:: Data to use

Issue #331, opened 2026-09-01
Nothing requires that a tests/release/*.test.sh is actually invoked by a gate


vladimirrott:
`tests/release/database-path-agreement.test.sh` was in the tree, correct, and wired into nothing. Zero references in `ci.yml`, `e2e.yml`, `release.yml` or `scripts/ci-local.sh`, and it never had any since the day it was added.

It guards a real past defect: the installer and the daemon resolving different SQLite paths, which splits the audit chain in two and leaves `audit verify` reading a store nothing writes to. Reverting the installer's path resolution to the old value left every required check green.

#330 wires that one file in. The gap it exposes is not that one file.

## The gap

`scripts/check_repo_completeness.sh` checks that required files exist. Nothing checks that a release test is reachable from a gate, so adding `tests/release/foo.test.sh` and forgetting the two lines in `ci.yml` and `ci-local.sh` produces a test that runs only when someone types its name. There is no error, no warning, and the file looks maintained.

Same shape as #278: an artifact that is correct and unread.

## Scope

A check that, for every `tests/release/*.test.sh`, the filename appears in at least one of `.github/workflows/ci.yml`, `.github/workflows/e2e.yml`, `.github/workflows/release.yml` or `scripts/ci-local.sh`.

Two details that decide whether it is worth having:

- It must fail when the glob comes back empty. A broken glob passes over zero files and reports success, which is the same defect the check exists to catch, one level up. That shape has shipped in this repository before: see #347 and #355, where nine guards exited 1 with no output because a `grep` that matched nothing killed the script before its own diagnostic could run.
- Path-filtered jobs count as wired. `e2e.yml` only runs on some paths, and a test reachable only from there is still reachable.

Worth extending the same idea to `tests/e2e/*.test.sh`, which has the same exposure.

## Tests first

Add a `tests/release/foo.test.sh` that nothing invokes and watch the new check name it. Then delete the `ci.yml` line for an existing one and watch it name that. Both directions, because a check that only fires on a new file misses the deletion case, which is how this one got lost.

## Difficulty

`easy`. One shell script and two lines of wiring, and the derivation is a glob plus a grep.

## Getting started

[CONTRIBUTING.md](https://github.com/lacs-project/sysknife/blob/main/CONTRIBUTING.md) has the build and test commands. `bash scripts/ci-local.sh` runs the whole board locally. No CLA and no copyright waiver. The project is MIT.

vladimirrott:
[...]

PR #370, opened 2026-09-05
fix(evidence): derive story coverage claims

### LINKED ISSUE #229: Nothing checks the story-coverage figures in CONTRIBUTING.md, which is how they drifted

bferanmi806-sketch:
Story coverage figures are now derived from the tree instead of maintained by hand: uncovered All / Fedora / Ubuntu counts and atomic / Ubuntu family counts are recomputed from docs/action-reference.md and tests/e2e/stories on every run and compared against the published sentences. Stale Debian-only coverage prose is rejected in both directions (nonzero gap and derived zero), in every screened claim file. Mutation tests cover wrong published values, changed story evidence, swapped family labels, moved anchors and header locations, and both directions of Debian-only drift. Closes #229.


vladimirrott (approved):
Reviewed at `4cd96e035442b5a99d9908714cf1c2d26c6df4c8`.

The pristine-fixture re-assertion after every restore is what makes these nine mutations worth having. Each one restores the fixture and then confirms the restored tree still passes, so a rejection can only come from the mutation you just applied. Deriving both figures from the fixture with `read -r derived_all published_all < <(python3 ...)` instead of retyping today's 59 means these tests survive the next story landing, and reading `CLAIM_FILES` out of the checker rather than keeping a second copy is the same instinct. The comment explaining why that second copy was a trap earns its length.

::::

Action item:
Exactness is what counts here: write out every record again.

Task output:
Issue #331, opened 2026-09-01
Nothing requires that a tests/release/*.test.sh is actually invoked by a gate


vladimirrott:
`tests/release/database-path-agreement.test.sh` was in the tree, correct, and wired into nothing. Zero references in `ci.yml`, `e2e.yml`, `release.yml` or `scripts/ci-local.sh`, and it never had any since the day it was added.

It guards a real past defect: the installer and the daemon resolving different SQLite paths, which splits the audit chain in two and leaves `audit verify` reading a store nothing writes to. Reverting the installer's path resolution to the old value left every required check green.

#330 wires that one file in. The gap it exposes is not that one file.

## The gap

`scripts/check_repo_completeness.sh` checks that required files exist. Nothing checks that a release test is reachable from a gate, so adding `tests/release/foo.test.sh` and forgetting the two lines in `ci.yml` and `ci-local.sh` produces a test that runs only when someone types its name. There is no error, no warning, and the file looks maintained.

Same shape as #278: an artifact that is correct and unread.

## Scope

A check that, for every `tests/release/*.test.sh`, the filename appears in at least one of `.github/workflows/ci.yml`, `.github/workflows/e2e.yml`, `.github/workflows/release.yml` or `scripts/ci-local.sh`.

Two details that decide whether it is worth having:

- It must fail when the glob comes back empty. A broken glob passes over zero files and reports success, which is the same defect the check exists to catch, one level up. That shape has shipped in this repository before: see #347 and #355, where nine guards exited 1 with no output because a `grep` that matched nothing killed the script before its own diagnostic could run.
- Path-filtered jobs count as wired. `e2e.yml` only runs on some paths, and a test reachable only from there is still reachable.

Worth extending the same idea to `tests/e2e/*.test.sh`, which has the same exposure.

## Tests first

Add a `tests/release/foo.test.sh` that nothing invokes and watch the new check name it. Then delete the `ci.yml` line for an existing one and watch it name that. Both directions, because a check that only fires on a new file misses the deletion case, which is how this one got lost.

## Difficulty

`easy`. One shell script and two lines of wiring, and the derivation is a glob plus a grep.

## Getting started

[CONTRIBUTING.md](https://github.com/lacs-project/sysknife/blob/main/CONTRIBUTING.md) has the build and test commands. `bash scripts/ci-local.sh` runs the whole board locally. No CLA and no copyright waiver. The project is MIT.

vladimirrott:
[...]

PR #370, opened 2026-09-05
fix(evidence): derive story coverage claims

### LINKED ISSUE #229: Nothing checks the story-coverage figures in CONTRIBUTING.md, which is how they drifted

bferanmi806-sketch:
Story coverage figures are now derived from the tree instead of maintained by hand: uncovered All / Fedora / Ubuntu counts and atomic / Ubuntu family counts are recomputed from docs/action-reference.md and tests/e2e/stories on every run and compared against the published sentences. Stale Debian-only coverage prose is rejected in both directions (nonzero gap and derived zero), in every screened claim file. Mutation tests cover wrong published values, changed story evidence, swapped family labels, moved anchors and header locations, and both directions of Debian-only drift. Closes #229.


vladimirrott (approved):
Reviewed at `4cd96e035442b5a99d9908714cf1c2d26c6df4c8`.

The pristine-fixture re-assertion after every restore is what makes these nine mutations worth having. Each one restores the fixture and then confirms the restored tree still passes, so a rejection can only come from the mutation you just applied. Deriving both figures from the fixture with `read -r derived_all published_all < <(python3 ...)` instead of retyping today's 59 means these tests survive the next story landing, and reading `CLAIM_FILES` out of the checker rather than keeping a second copy is the same instinct. The comment explaining why that second copy was a trap earns its length.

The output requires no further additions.